# Mounting a spinning reel to ice rod help?



## jjc155 (Oct 16, 2005)

I was at sportsmans warehouse today and they had all their ice rods and combo's on sale so I figured U can never have too many and picked up a few.

One is a Shakspeare Razor Tip light action rod and a matching reel. I got home with my new toys and was spooling up some like and got to the Razor tip. I stripped of the clear skrink wrap from the grip and cut the zip tie from the reel and it was then that I found that there was nothing (other than the zip tie) holding the reel to the rod. There was not the usual large "rubber bands" (for lack of better term). I checked around on line and could not find the rod/reel combo any where to compare how it was attached and every where I found the rod, there was nothing shown for reel attachment.

Whats gonna be the best way to attach the reel to the rod? The rod is pretty nice (by my standards LOL) and looks to be good quality so I would like to use it.

I was thinking 1) JB Weld, but was worried about the permanence.
2) Black electrical tape.
3) zip tie, but worried about the "nut" end bothering me while fishing.
4) Looking for some electrical splice shrink wrap big enough to get over the grip.

Any ideas from the more experienced (or not) guys out there that may have run into this with a rod/reel that they have. 

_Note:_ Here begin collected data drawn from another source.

PR #685, opened 2019-03-15
Refactor symbolic strings

### LINKED ISSUE #463: Refactor Symbolic Strings
There are symbolic strings littered throughout the code base.
e.g. "\_\_repr\_\_", "\<module\>"

These should be hidden behind ~enums~ static constants

ZapAnton:
This PR replaces the occurrences of the symbolic strings like `"__repr__"` with the appropriate static string.

Closes #463

### DIFF
--- a/vm/src/builtins.rs
+++ b/vm/src/builtins.rs
@@ -325,7 +325,7 @@ fn builtin_hasattr(vm: &mut VirtualMachine, args: PyFuncArgs) -> PyResult {
 fn builtin_hash(vm: &mut VirtualMachine, args: PyFuncArgs) -> PyResult {
     arg_check!(vm, args, required = [(obj, None)]);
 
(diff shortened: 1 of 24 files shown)


OddCoincidence:
Hmm, I don't really see the benefits of this. Seems like just using the actual names is more clear...

ZapAnton:
Maybe the naming of the variables could be betters, but I think that having only one variable located in one specific place, instead of manipulating the strings all over the code base, should be more optimal for the future refactoring.

OddCoincidence:
I don't think the usual "put in constant to ease future refactoring" argument makes sense here though - these values will never change.

cthulahoops:
For me this seems to make the code harder to read.

ZapAnton:
I will closing this one then. Should #463 be closed too?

If it matters the grip area of the rod is smooth/hard and looks like carbon fiber weave. There is no cork or foam.

Thanks in advance
J-


----------



## outdoor junkie (Sep 16, 2003)

I belive most as do I use electrical tape.


----------



## wally-eye (Oct 27, 2004)

Get rod/reel at room temp and then mount with the black tape stretched tight. No sweat.................


----------



## jjc155 (Oct 16, 2005)

Thanks guys, thats kinda what I figured.

J-


----------



## William H Bonney (Jan 14, 2003)

I'd use hockey tape and get it warm first, along with the rod.


----------



## Gutz (Mar 22, 2006)

I think most guys use some sort of tape but you got me thinking about heat shrink and I found a site that might have some sizes that work:

http://www.cabletiesandmore.com/heatshrink-2-1.php

That was just the first thing that popped up on google but you could probably find something more specific to your needs with a little effort if you wanted to go the heat shrink route.


----------



## Cpt.Chaos (May 28, 2006)

Electrical tape, stretch it as you put it on, about 7 laps, front of the reel and back. It'll never move after that.


----------



## ih772 (Jan 28, 2003)

Use 33 plus electrical tape and not the cheap 50 cents a roll bargain tape.


----------



## Crooked Dave (Jan 12, 2003)

http://www.michigan-sportsman.com/forum/showthread.php?t=221309&highlight=rescue+tape

Tight Lines


----------



## CaptainNorthwood (Jan 3, 2006)

I know you said you didn't really want anything permanent but I always use Loctites clear 5 minute epoxy on all my ice rods..............but all my ice rods are wood handles too. I hate loose reels and I never swap out ice reels so the permanent fix of epoxy works fine for me. The thing I like about epoxy is that it is really strong and dries nice and smooth. Zip ties would drive me batty. Not sure what type of handle your rods were but if they are wood, fiberglass or plastic the 5 minute epoxy should work great.

Here is one that just got hooked on today








[/IMG]


----------



## phisherphil (Jan 15, 2004)

try this for attaching your reel to the rod.
it is elastic and only sticks to itself.

check it out at Ace hardware.

http://www.acehardwareoutlet.com/(fy5uxe3hpsi2byzaikacvrvy)/ProductDetails.aspx?SKU=3073533


----------



## double trouble (Nov 20, 2003)

http://cgi.ebay.com/Self-Fusing-Sil...ZWD1VQQ_trksidZp1638.m118.l1247QQcmdZViewItem


----------



## woodie slayer (Feb 25, 2006)

wally-eye said:


> Get rod/reel at room temp and then mount with the black tape stretched tight. No sweat.................


 
YUP


----------



## roger23 (Jan 14, 2001)

William H Bonney said:


> I'd use hockey tape and get it warm first, along with the rod.


 
Me too


----------



## wolverines (Jan 29, 2007)

CaptainNorthwood said:


> I know you said you didn't really want anything permanent but I always use Loctites clear 5 minute epoxy on all my ice rods..............but all my ice rods are wood handles too. I hate loose reels and I never swap out ice reels so the permanent fix of epoxy works fine for me. The thing I like about epoxy is that it is really strong and dries nice and smooth. Zip ties would drive me batty. Not sure what type of handle your rods were but if they are wood, fiberglass or plastic the 5 minute epoxy should work great.
> [/IMG]


 

Just out of curiosity...what do you do if the reel or something on it breaks and the reel needs to be replaced?


----------



## BIG "D" (Sep 14, 2005)

Go with the electrical tape. You can also get it in alot of different colors now so you might spice up the look of the rod


----------



## jjc155 (Oct 16, 2005)

Thanks for all the replies. I ended up going with some 3M super 88 electrical tape, stretched nice and tight. About seven wraps and the reel it nice and tight.

Thanks again,
J-


----------